The best I can tell you is we continue to be involved with the folks and the decision makers in Washington. We are looking at something that would take place in the reconciliation bills that come out as we get later into the year. And we are in the best position we’ve ever been in, in order to get the NOPAIN Act approved. To answer your question, the NOPAIN Act would require that CMS pay for products that had — that had an indication for postsurgical pain for 5 years, all non-opioid products that have an indication for a postsurgical pain for 5 years.

So that would allow us to cover over 70% of the procedure marketplace for EXPAREL. So that would be a huge opportunity for us to be able to have reimbursement that would be — that would eliminate any encumbrance that the institutions are having around the cost of being able to provide a non-opioid alternative versus generics. And we think that would be a huge advance.

Relative to the ASA, it’s what it is, Serge. The article we’ve stated our case that the article was completely misguided. If you read the declarations that are on our website relative to a meta-analysis the way that the numbers were calculated and the procedures that were embedded in that report are just totally misguided in terms of the way the product is used in the marketplace. The best point I can make is that the number one procedure that was used in that meta-analysis and I have quotes on meta-analysis, air quotes on meta-analysis, was a penile transplant procedure that we’ve never presented to anybody, to my knowledge, and so it really is a bit of a made-up translation of how a meta-analysis should be done.

Has it had an impact? Sure, it has. It’s had some impact in the marketplace. Most folks who have used EXPAREL and understand the benefits of EXPAREL, find it interesting that their society would try to limit the use of a product that is really the only product that’s available that allows them to do regional anesthesia and provide better patient care and allow them to move patients to an outpatient environment.

And so it’s a discussion point that we continue to have with the society. And we are trying to move forward with the ASA, and — but it hasn’t had much of an impact on anything that we’ve done in terms of how we’re working with the anesthesiologists who are in the trenches and who use EXPAREL every day for regional pain management for new blocks and field blocks.

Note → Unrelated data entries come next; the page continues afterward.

PR #6561, opened 2019-07-29
Handle disconnected sockets in unbound collector.

### LINKED ISSUE #6434: python.d ERROR: unbound[local] : [Errno 57] Socket is not connected FreeBSD
Hi,

I have set-up netdata (v1.15.0) to monitor my local unbound server on FreeBSD 12 through its control socket.

My error logs are flooding every second (poll rate) with the following: 
2019-07-11 19:42:51: python.d ERROR: unbound[local] : [Errno 57] Socket is not connected
2019-07-11 19:42:52: python.d ERROR: unbound[local] : [Errno 57] Socket is not connected
2019-07-11 19:42:53: python.d ERROR: unbound[local] : [Errno 57] Socket is not connected
2019-07-11 19:42:54: python.d ERROR: unbound[local] : [Errno 57] Socket is not connected
2019-07-11 19:42:55: python.d ERROR: unbound[local] : [Errno 57] Socket is not connected
2019-07-11 19:42:56: python.d ERROR: unbound[local] : [Errno 57] Socket is not connected
2019-07-11 19:42:57: python.d ERROR: unbound[local] : [Errno 57] Socket is not connected
2019-07-11 19:42:58: python.d ERROR: unbound[local] : [Errno 57] Socket is not connected

I have in unbound.conf (python.d plugin):
```
local:
 extended: true
 socket: /var/run/unbound/unbound-control.sock
```

I have in unbound.conf:
```
remote-control:
        control-enable: yes
        control-interface: /var/run/unbound/unbound-control.sock
```

**The unbound charts are working fine, although logs are obviously flooding.**

Ferroin:
#### Summary
This adds an explicit check for the case of a socket that's already
disconnected and skips logging an error message.  The conditionn
technically is an error, but it's one that we can recover from trivially
by just doing nothing in this case (we were trying to disconnect the
scoket anyway, so if it's already disconnected, we don't need to change
anything).

This uses Python's `errno` module so that we can detect this situation
in a system-agnostic manner.

##### Component Name
collectors/python.d

##### Additional Information

Fixes #6434

-----

@ilyam8 I'm of the opinion that this check should probably just go into the `SocketService` base class instead of being an as-needed thing in specific modules.  I honestly can't think of any case where a socket being disconnected as reported in #6434 would be an actual error in the disconnect method (it just means the socket is already in the state we want it to be in).

@Duffyx Could you check and see if this change stops the error logs getting flooded with the message you were seeing?  As mentioned in the issue itself, I wasn't able to reproduce this locally, so I'm going to need some help to make sure it works.

### DIFF
--- a/collectors/python.d.plugin/unbound/unbound.chart.py
+++ b/collectors/python.d.plugin/unbound/unbound.chart.py
@@ -5,6 +5,7 @@
 
 import os
 import sys
+import errno
 
 from copy import deepcopy
 
@@ -263,6 +264,21 @@ class Service(SocketService):
                 self.perthread = False
             self.request = tmp
         return result
+
+    def _disconnect(self):
+        # Custom _disconnect method to work around the issue reported in #6434
+        if self._sock is not None:
+            try:
+                self.debug('closing socket')
+                self._sock.shutdown(2)  # 0 - read, 1 - write, 2 - all
+                self._sock.close()
+            except Exception as error:
+                if ('errno' in error) and (error.errno == errno.ENOTCONN):
+                    pass
+                else:
+                    self.error(error)
+                self.error(error)
+            self._sock = None
 
     @staticmethod
     def _check_raw_data(data):
--- a/collectors/python.d.plugin/unbound/unbound.chart.py
+++ b/collectors/python.d.plugin/unbound/unbound.chart.py
@@ -5,7 +5,6 @@
 
 import os
 import sys
-import errno
 
 from copy import deepcopy
 
@@ -264,18 +263,6 @@ class Service(SocketService):
                 self.perthread = False
             self.request = tmp
         return result
-
-    def _disconnect(self):
-        # Custom _disconnect method to work around the issue reported in #6434
-        if self._sock is not None:
-            try:
-                self.debug('closing socket')
-                self._sock.shutdown(2)  # 0 - read, 1 - write, 2 - all
-                self._sock.close()
-            except Exception as error:
-                if not (hasattr(error, 'errno') and error.errno == errno.ENOTCONN):
-                    self.error(error)
-            self._sock = None
 
     @staticmethod
     def _check_raw_data(data):
--- a/collectors/python.d.plugin/unbound/unbound.chart.py
+++ b/collectors/python.d.plugin/unbound/unbound.chart.py
@@ -255,7 +255,7 @@ class Service(SocketService):
             raw = self._get_raw_data()
             if raw is None:
                 result = False
-                self.warning('Recieved no data from socket.')
+                self.warning('Received no data from socket.')
             else:
                 for line in raw.splitlines():
                     if line.startswith('threads'):
@@ -278,10 +278,13 @@ class Service(SocketService):
         raw = self._get_raw_data()
         data = dict()
         tmp = dict()
-        for line in raw.splitlines():
-            stat = line.split('=')
-            tmp[stat[0]] = stat[1]
-        for item in self.statmap:
-            if item in tmp:
-                data[self.statmap[item][0]] = float(tmp[item]) * self.statmap[item][1]
+        if raw is not None:
+            for line in raw.splitlines():
+                stat = line.split('=')
+                tmp[stat[0]] = stat[1]
+            for item in self.statmap:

And I would also draw your attention Serge to the recent article in the ASA Journal where they published a shoulder article. And just to give you a sense of where the journal itself sits and how research is done. They reported that the trial was negative for EXPAREL in shoulders and made a — I don’t even know — difficult to understand air in the statistical profile that they used. And they reported that there was no difference with a p-value of 0.098 when, in fact, the p-value they had it reversed and the p-value for EXPAREL was 0.02.

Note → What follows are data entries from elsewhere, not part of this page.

Issue #4817, opened 2018-12-01
Gearmand monitoring


ilyam8:
We are willing to support monitoring ***[Gearmand](http://gearman.org/)*** with netdata.

To get started, we need a user that will act as a [sponsor](https://docs.netdata.cloud/contributing/#sponsor-a-part-of-netdata) during the implementation.
He/she will assist us with the following:

  - Specify the metrics required and how they should be presented in charts.
  - Specify the alarms that would make sense for each metric.
  - When the implementation passes QA, test the implementation in production.
  - Use the charts and alarms in their day to day work and provide additional feedback after the collector is delivered.

We would also appreciate getting votes :+1: for this issue from the community, to understand the interest in the particular collector.

agronick:
I have made a chart plugin. I think the stacked chart works well for this:

![image](https://user-images.githubusercontent.com/2042303/61063448-f8d76680-a3cd-11e9-9d2b-a050ade75bbd.png)

I will clean it up and post to Github.

agronick:
Here it is https://github.com/agronick/gearman-netdata/tree/master

ilyam8:
Implementation looks a little bit hacky. Are you willing to make a PR btw?

About the gearmand thing, i checked [`datadog` implementation](https://github.com/DataDog/integrations-core/tree/master/gearmand)

They collect summary and per stats queued/idle/active workers statistics. There is no summary stats in your implementation.

I see there can be a lot of tasks. For some reason datadog has hardcoded limitation - [200 tasks](https://github.com/DataDog/integrations-core/blob/7a0b2a7d52593deb95cd927d43dee9da082a8ad5/gearmand/datadog_checks/gearmand/gearmand.py#L18) to collect data from.


```python
            # Display a warning in the info page
            self.warning(
                (
                    "Too many tasks to fetch. "
                    "You must choose the tasks you are interested in by editing the gearmand.yaml configuration file "
                    "or get in touch with Datadog support"
                )
            )
```

:smile:

ilyam8:
The funny thing that 200 is hardcoded and there is no way to change via config file (maybe i am missing something, dunno)

https://github.com/DataDog/integrations-core/blob/7a0b2a7d52593deb95cd927d43dee9da082a8ad5/gearmand/datadog_checks/gearmand/gearmand.py#L71-L80

agronick:
I can make a PR. So you want a summary graph and then the ability for users to set the jobs they care about in the config? Should it default to all jobs if none is set? 

[...]

PR #6567, opened 2019-07-30
Gearman plugin for Netdata

agronick:
# Summary
This adds a Gearman chart plugin discussed in #4817.
##### Component Name
python.d/gearman
health.d/gearman
##### Additional Information
I removed idle from the total graph because a worker could be counted more than once if it was registered to more than one job.

### DIFF
--- a/collectors/python.d.plugin/gearman/gearman.chart.py
+++ b/collectors/python.d.plugin/gearman/gearman.chart.py
@@ -93,7 +93,7 @@ class Service(SocketService):
     def _get_worker_data(self):
         """
         Split the data returned from Gearman into a list of lists
-        :return: list
+        :return: generator
         """
 
         try:
@@ -127,16 +127,31 @@ class Service(SocketService):
         }
 
     def _add_chart(self, job_name):
-        self.active_jobs.add(job_name)
+        """
+        Adds a new job chart
+        :param job_name: The name of the job to add
+        :type job_name: string
+        :return: None
+        """
+
         job_key = 'job_{0}'.format(job_name)
         template = job_chart_template(job_name)
         new_chart = self.charts.add_chart([job_key] + template['options'])
         for dimension in template['lines']:
             new_chart.add_dimension(dimension)
 
+        self.active_jobs.add(job_name)
+
     def _remove_chart(self, job_name):
-        self.active_jobs.remove(job_name)
+        """
+        Removes a job chart
+        :param job_name: The name of the job to remove
+        :type job_name: string
+        :return: None
+        """
+
         job_key = 'job_{0}'.format(job_name)
         self.charts[job_key].obsolete()
+        self.active_jobs.remove(job_name)
 
 
--- a/collectors/python.d.plugin/gearman/gearman.chart.py
+++ b/collectors/python.d.plugin/gearman/gearman.chart.py
@@ -6,6 +6,7 @@
 
 from bases.FrameworkServices.SocketService import SocketService
 from copy import deepcopy
+import collections
 
 priority = 60500
 
@@ -112,15 +113,14 @@ class Service(SocketService):
         try:
             raw = self._get_raw_data()
         except (ValueError, AttributeError):
-            return
+            return []
 
         if raw is None:
             self.debug("Gearman returned no data")
-            return
+            return []
 
         job_lines = raw.splitlines()[:-1]
-        job_lines = [job.split() for job in job_lines]
-        job_lines.sort(key=lambda line: line[0])
+        job_lines = [job.split() for job in sorted(job_lines)]
 
         for line in job_lines:
             line[1:] = map(int, line[1:])
@@ -129,14 +129,7 @@ class Service(SocketService):
 
     def process_jobs(self, active_jobs):
 
-        # There is no way to get an accurate total idle count because
-        # a worker can be assigned to more than one job.
-        output = {
-            'total_pending': 0,
-            'total_idle': 0,
-            'total_running': 0,
-        }
-
+        output = collections.defaultdict(int)
         found_jobs = set()
 
         for parsed_job in active_jobs:
--- a/collectors/python.d.plugin/gearman/gearman.chart.py
+++ b/collectors/python.d.plugin/gearman/gearman.chart.py
@@ -85,11 +85,12 @@ class Service(SocketService):
 
         try:
             active_jobs = self.get_active_jobs()
-            found_jobs, job_data = self.process_jobs(active_jobs)
-            self.remove_stale_jobs(found_jobs)
-            return job_data
         except GearmanReadException:
             return None
+
+        found_jobs, job_data = self.process_jobs(active_jobs)
+        self.remove_stale_jobs(found_jobs)
+        return job_data
 
     def get_active_jobs(self):
         active_jobs = []
--- a/collectors/python.d.plugin/gearman/gearman.chart.py
+++ b/collectors/python.d.plugin/gearman/gearman.chart.py
@@ -13,10 +13,10 @@ priority = 60500
 
 CHARTS = {
     'total_workers': {
-        'options': [None, 'Total Workers', 'Workers', 'Total Workers', 'gearman.workers', 'stacked'],
+        'options': ['total', 'Total Workers', 'Workers', 'Total Workers', 'gearman.total', 'line'],
         'lines': [
             ['total_queued', 'Queued', 'absolute'],
-            ['total_active', 'Active', 'absolute'],
+            ['total_running', 'Running', 'absolute'],
         ]
     },
 }
@@ -24,11 +24,11 @@ CHARTS = {
 
 def job_chart_template(job_name):
     return {
-        'options': [None, job_name, 'Workers', 'Jobs', 'gearman.{0}'.format(job_name), 'stacked'],
+        'options': [job_name, job_name, 'Workers', 'Jobs', 'gearman.job', 'stacked'],
         'lines': [
             ['{0}_queued'.format(job_name), 'Queued', 'absolute'],
             ['{0}_idle'.format(job_name), 'Idle', 'absolute'],
-            ['{0}_active'.format(job_name), 'Active', 'absolute'],
+            ['{0}_running'.format(job_name), 'Running', 'absolute'],
         ]
     }
 
@@ -60,7 +60,8 @@ class Service(SocketService):
         # a worker can be assigned to more than one job.
         output = {
             'total_queued': 0,
-            'total_active': 0,
+            'total_idle': 0,
+            'total_running': 0,
         }
 
         found_jobs = set()
@@ -80,7 +81,7 @@ class Service(SocketService):
                 output.update(job_data)
                 found_jobs.add(job_name)
 
-                for sum_value in ('queued', 'active'):
+                for sum_value in ('queued', 'running', 'idle'):
                     output['total_{0}'.format(sum_value)] += job_data['{0}_{1}'.format(job_name, sum_value)]
 
         for to_remove in self.active_jobs - found_jobs:
@@ -122,7 +123,7 @@ class Service(SocketService):
         return {
             '{0}_queued'.format(job[0]): pending,
             '{0}_idle'.format(job[0]): idle,
-            '{0}_active'.format(job[0]): running,
+            '{0}_running'.format(job[0]): running,
         }
 
     def _add_chart(self, job_name):
--- a/collectors/python.d.plugin/gearman/gearman.chart.py
+++ b/collectors/python.d.plugin/gearman/gearman.chart.py
@@ -6,14 +6,11 @@
 
 from bases.FrameworkServices.SocketService import SocketService
 from copy import deepcopy
-import collections
-
-priority = 60500
 
 
 CHARTS = {
     'total_workers': {
-        'options': ['total', 'Total Workers', 'Workers', 'Total Workers', 'gearman.total', 'line'],
+        'options': [None, 'Total Jobs', 'Jobs', 'Total Jobs', 'gearman.total_jobs', 'line'],
         'lines': [
             ['total_pending', 'Pending', 'absolute'],
             ['total_running', 'Running', 'absolute'],
@@ -24,7 +21,7 @@ CHARTS = {
 
 def job_chart_template(job_name):
     return {
-        'options': [job_name, job_name, 'Workers', 'Jobs', 'gearman.job', 'stacked'],
+        'options': [None, job_name, 'Jobs', 'Activity by Job', 'gearman.single_job', 'stacked'],
         'lines': [
             ['{0}_pending'.format(job_name), 'Pending', 'absolute'],
             ['{0}_idle'.format(job_name), 'Idle', 'absolute'],
@@ -58,6 +55,11 @@ def parse_worker_data(job):
         'metrics': job_metrics,
     }
 
+
+class GearmanReadException(BaseException):
+    pass
+
+
 class Service(SocketService):
     def __init__(self, configuration=None, name=None):
         super(Service, self).__init__(configuration=configuration, name=name)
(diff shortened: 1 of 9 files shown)


ilyam8:
@agronick check https://github.com/netdata/netdata/pull/6567#issuecomment-516577844

agronick:
I signed it.

thiagoftsm:
Hi @agronick ,

Codacy is giving an error in your code, it is saying the following:

"
Method could be a function

def _build_job(self, job):"

You can see more details in the link https://app.codacy.com/app/netdata/netdata/pullRequest?prid=3934476&bid=13662897

collectors/python.d.plugin/gearman/gearman.chart.py
```diff
@@ -0,0 +1,157 @@
+# Description: dovecot netdata python.d module
+# Author: Kyle Agronick (agronick)
+# SPDX-License-Identifier: GPL-3.0+
+
+# Gearman Netdata Plugin
+
+from bases.FrameworkServices.SocketService import SocketService
+from copy import deepcopy
+
+update_every = 3
```
ilyam8: Why `3`? :thinking:

collectors/python.d.plugin/gearman/gearman.chart.py
```diff
@@ -0,0 +1,157 @@
...
+priority = 60500
+
+
+CHARTS = {
+    'total_workers': {
+        'options': ['total', 'Total Workers', 'Workers', 'Total Workers', 'gearman.total', 'line'],
```
ilyam8: > gearman.total

keep in mind that context used as a metric name when exporting to prometheus for example, so i think we need to change the name

collectors/python.d.plugin/gearman/gearman.chart.py
```diff
@@ -0,0 +1,157 @@
...
+            ['total_queued', 'Queued', 'absolute'],
+            ['total_running', 'Running', 'absolute'],
+        ]
+    },
+}
+
+
+def job_chart_template(job_name):
+    return {
+        'options': [job_name, job_name, 'Workers', 'Jobs', 'gearman.job', 'stacked'],
```
ilyam8: same for context

collectors/python.d.plugin/gearman/gearman.chart.py
```diff
@@ -0,0 +1,157 @@
...
+
+        found_jobs = set()
+
+        for job in self._get_worker_data():
+            job_name = job[0]
+
+            # Gearman does not clean up old jobs
+            # We only care about jobs that have
+            # some relevant data
+            if any(job[1:]):
```
ilyam8: please do 

```python
if not any(job[1:]):
    continue

...
...
...

```

> jobs that have some relevant data

i suggest to create a var, because it is not clear what is `job[1:]`

```python
job_name = job[0]
job_raw_data = job[1:]
```

collectors/python.d.plugin/gearman/gearman.chart.py
```diff
@@ -0,0 +1,157 @@
...
+
+                job_data = self._build_job(job)
+                output.update(job_data)
+                found_jobs.add(job_name)
+
+                for sum_value in ('queued', 'running', 'idle'):
+                    output['total_{0}'.format(sum_value)] += job_data['{0}_{1}'.format(job_name, sum_value)]
+
+        for to_remove in self.active_jobs - found_jobs:
+            self._remove_chart(to_remove)
```
ilyam8: i think it is better to split the logic

1. get data
2. parse data (add job stats, summary stats)
3. update charts (add(new jobs), remove(stale jobs))
4. update active jobs

what do you think?

collectors/python.d.plugin/gearman/gearman.chart.py
```diff
@@ -0,0 +1,157 @@
...
+
+        if found_jobs:
+            return output
+
+    def _get_worker_data(self):
```
ilyam8: Please dont make method protected. This is true for all methods. `_get_data` is a bad example.

collectors/python.d.plugin/gearman/gearman.chart.py
```diff
@@ -0,0 +1,157 @@
...
+        except (ValueError, AttributeError):
+            return
+
+        if raw is None:
+            self.debug("Gearman returned no data")
+            return
+
+        for line in sorted([job.split() for job in raw.splitlines()][:-1], key=lambda x: x[0]):
+            line[1:] = map(int, line[1:])
+            yield line
```
ilyam8: i suggest do not use generator, just return None or list.

> sorted([job.split() for job in raw.splitlines()][:-1], key=lambda x: x[0])

doesnt look cool, please humanize it. For example i would suggest to make a function with a good name and move details there.

collectors/python.d.plugin/gearman/gearman.chart.py
```diff
@@ -0,0 +1,157 @@
...
+        :return: None
+        """
+
+        job_key = 'job_{0}'.format(job_name)
+        template = job_chart_template(job_name)
+        new_chart = self.charts.add_chart([job_key] + template['options'])
+        for dimension in template['lines']:
+            new_chart.add_dimension(dimension)
+
+        self.active_jobs.add(job_name)
```
ilyam8: i dont think you need to add something to `active_jobs` in  `add_chart`. According the name you only need to add a chart there.

collectors/python.d.plugin/gearman/gearman.chart.py
```diff
@@ -0,0 +1,157 @@
...
+    def _remove_chart(self, job_name):
+        """
+        Removes a job chart
+        :param job_name: The name of the job to remove
+        :type job_name: string
+        :return: None
+        """
+
+        job_key = 'job_{0}'.format(job_name)
+        self.charts[job_key].obsolete()
```
ilyam8: delete the chart from the charts after obsolete, i dont think we need to keep it in the charts

ilyam8:
Hey @agronick. Are you going to finish the PR?

collectors/python.d.plugin/gearman/gearman.chart.py
agronick: Or this.

collectors/python.d.plugin/gearman/gearman.chart.py
agronick: I'll removed it. Its arbitrary. It can be anything.

agronick:
Sorry, I was looking for updates in my feed. Must of missed them when they came through. Will make the changes today.

collectors/python.d.plugin/gearman/gearman.chart.py
agronick: I will try to break it out some more without looping more than twice.

collectors/python.d.plugin/gearman/gearman.chart.py
ilyam8: let me give you an example

https://github.com/netdata/netdata/blob/2fbc25e1b08959e49e9ece4e816f2ba41a863f84/collectors/python.d.plugin/sensors/sensors.chart.py#L23-L28

context is `sensors.temperature`, as you can see it makes sense, `gearman.total` is not something clear, total what?

Back to `sensors.temperature`. Keep in mind that netdata is an agent and people use it to collect metrics and export them to some db. Netdata export metrics.

```
netdata_sensors_temperature_Celsius_average{chart="sensors.coretemp_isa_0000_temperature",family="temperature",dimension="Core 0"} 36.2000000 1565853021000
netdata_sensors_temperature_Celsius_average{chart="sensors.coretemp_isa_0000_temperature",family="temperature",dimension="Core 1"} 36.8000000 1565853021000
netdata_sensors_temperature_Celsius_average{chart="sensors.coretemp_isa_0000_temperature",family="temperature",dimension="Core 2"} 35.8000000 1565853021000
netdata_sensors_temperature_Celsius_average{chart="sensors.coretemp_isa_0000_temperature",family="temperature",dimension="Core 3"} 36.2000000 1565853021000
netdata_sensors_temperature_Celsius_average{chart="sensors.coretemp_isa_0000_temperature",family="temperature",dimension="Core 4"} 36.0000000 1565853021000
netdata_sensors_temperature_Celsius_average{chart="sensors.coretemp_isa_0000_temperature",family="temperature",dimension="Core 5"} 35.1000000 1565853021000
```

The core element in metrics name is context - `sensors_temperature`. So this is crucial to have good context, because the context is metric name actually.

ilyam8: ok, in your case metric name will be

`netdata_gearman_total_Workers`

I [see](https://prometheus.io/docs/practices/naming/#metric-names) the valid order is
 - agent prefix
 - app prefix
 - metric name
 - metric unit

In your case `total` is metric name, that is why i am complaining :sweat_smile:

collectors/python.d.plugin/gearman/gearman.chart.py
```diff
@@ -0,0 +1,218 @@
+# Description: dovecot netdata python.d module
+# Author: Kyle Agronick (agronick)
+# SPDX-License-Identifier: GPL-3.0+
+
+# Gearman Netdata Plugin
+
+from bases.FrameworkServices.SocketService import SocketService
+from copy import deepcopy
+
+priority = 60500
```
ilyam8: If there is no reason to not use default priority i suggest to remove it.

ilyam8: The priority thing is uses for order on the dashboard. If all collectors use default priority then alphabetical order will be used.

collectors/python.d.plugin/gearman/gearman.chart.py
```diff
@@ -0,0 +1,218 @@
...
+        found_jobs, job_data = self.process_jobs(active_jobs)
+        self.remove_stale_jobs(found_jobs)
+
+        if job_data:
+            return job_data
+
+    def get_active_jobs(self):
+        active_jobs = []
+
+        for job in self.get_worker_data():
```
ilyam8: `get_worker_data` can return `None`, in that case `for job in self.get_worker_data(): wil raise an Exception

collectors/python.d.plugin/gearman/gearman.chart.py
```diff
@@ -0,0 +1,218 @@
...
+        Format data received from socket
+        :return: dict
+        """
+
+        active_jobs = self.get_active_jobs()
+        found_jobs, job_data = self.process_jobs(active_jobs)
+        self.remove_stale_jobs(found_jobs)
+
+        if job_data:
+            return job_data
```
ilyam8: i see it is always `job_data`, at least we always have

```
        output = {
            'total_pending': 0,
            'total_idle': 0,
            'total_running': 0,
        }
```

collectors/python.d.plugin/gearman/gearman.chart.py
agronick: Ah, yeah that only works if its an iterator.

collectors/python.d.plugin/gearman/gearman.chart.py
agronick: You're right. Should have caught that one.

collectors/python.d.plugin/gearman/gearman.chart.py
```diff
@@ -0,0 +1,211 @@
...
+        try:
+            raw = self._get_raw_data()
+        except (ValueError, AttributeError):
+            return []
+
+        if raw is None:
+            self.debug("Gearman returned no data")
+            return []
+
+        job_lines = raw.splitlines()[:-1]
```
ilyam8: please add a comment with an example output from `_get_raw_data()`

collectors/python.d.plugin/gearman/gearman.chart.py
ilyam8: use `return job_data or None`, it is more clear then implicit return

ilyam8: btw i think that 
```
        output = {
            'total_pending': 0,
            'total_idle': 0,
            'total_running': 0,
        }
```

is ok, otherwise there will be no metrics if there is no jobs

ilyam8:
@agronick 
about total counters, we should return `0` if there is no jobs, we should return `None` if there is an error in `get_worker_data`

collectors/python.d.plugin/gearman/gearman.chart.py
agronick: Don't you want no metrics with no jobs?

collectors/python.d.plugin/gearman/gearman.chart.py
agronick: I was seeing the different Gearman servers in different order depending on the name. Is this preferred or is there a different way to suppress that?

collectors/python.d.plugin/gearman/gearman.chart.py
ilyam8: No no, no job - zero total metrics, no metrics only in case of error

collectors/python.d.plugin/gearman/gearman.chart.py
ilyam8: > different Gearman

Not sure i understood you correctly, this is the order on the dashboard. 

(almost) all python modules have default priority - default == netdata will use alphabetical.

```
 - system
 ... 
 - apache job(s)
 ...
 - gearmand job(s)
 ...
 - sensors job(s)
```

collectors/python.d.plugin/gearman/gearman.chart.py
```diff
@@ -0,0 +1,228 @@
...
+        self.order = ['total_workers']
+
+    def _get_data(self):
+        """
+        Format data received from socket
+        :return: dict
+        """
+
+        try:
+            active_jobs = self.get_active_jobs()
```
ilyam8: `GearmanReadException` can be raised only in `get_active_jobs`, please do not add other func into `try/except` block

ilyam8:
@agronick please verify that code works with both py2 and py3 and it survives service restart (stop gearmand service; wait; start gearmand service or something like that)

agronick:
I've tested it with Python 2.7.5 and 3.6. Both ran without issues. I've been running it for weeks connected to 3 different servers. It has handled restarts as well as jobs being added and removed without issue.

ilyam8:
> your alarm and conf file are not being installed in the correct place

I dont confirm it, i installed the PR and all files are in place.

> test@debian10:/opt/netdata/usr/libexec/netdata/plugins.d$ locate gearman.conf
/home/test/src/gearman/collectors/python.d.plugin/gearman/gearman.conf
/home/test/src/gearman/health/health.d/gearman.conf
/opt/netdata/usr/lib/netdata/conf.d/health.d/gearman.conf
/opt/netdata/usr/lib/netdata/conf.d/python.d/gearman.conf

thiagoftsm:
> > your alarm and conf file are not being installed in the correct place
> 
> I dont confirm it, i installed the PR and all files are in place.
> 
> > test@debian10:/opt/netdata/usr/libexec/netdata/plugins.d$ locate gearman.conf
> > /home/test/src/gearman/collectors/python.d.plugin/gearman/gearman.conf
> > /home/test/src/gearman/health/health.d/gearman.conf
> > /opt/netdata/usr/lib/netdata/conf.d/health.d/gearman.conf
> > /opt/netdata/usr/lib/netdata/conf.d/python.d/gearman.conf

I will test in another VM to confirm.

thiagoftsm:
Hi @agronick ,

Confirming what @ilyam8 said, I found a problem with the `netdata-installer.sh`, your PR is installing the files correctly.

Best regards,

agronick:
Ok, cool. Sounds good.

ilyam8:
@cakrit @cosmix @joelhans please review, the PR cant be merged w/o your approvement

ilyam8:
@agronick good job 👍 thanks!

So it just gives you an idea that what’s going on here is misguided for a reason, frankly, that we don’t understand. But it is what it is, and EXPAREL continues to grow every month, and we’ve got a lot of good things going on. And we expect STRIDE and approval for lower extremity nerve block will basically continue to position this misguided information that’s coming out in a way that is appropriate for patients to benefit from EXPAREL rather than opioids and ketamine, which seems to be the alternative that’s being positioned here.

Operator

This concludes the question-and-answer session of today’s call. I will now turn the floor back over to Dave Stack, Chairman and CEO, for closing remarks.

Dave Stack

Thank you, Paula. I’d like to thank you all for participating and listening to today’s conference call. We look forward to keeping you updated on our progress. Next up for us is the Wedbush Conference later this month and Citi in September. Thank you all. Stay well.

Operator

Thank you. This does conclude today’s call. Thank you for your participation in today’s event. You may now disconnect.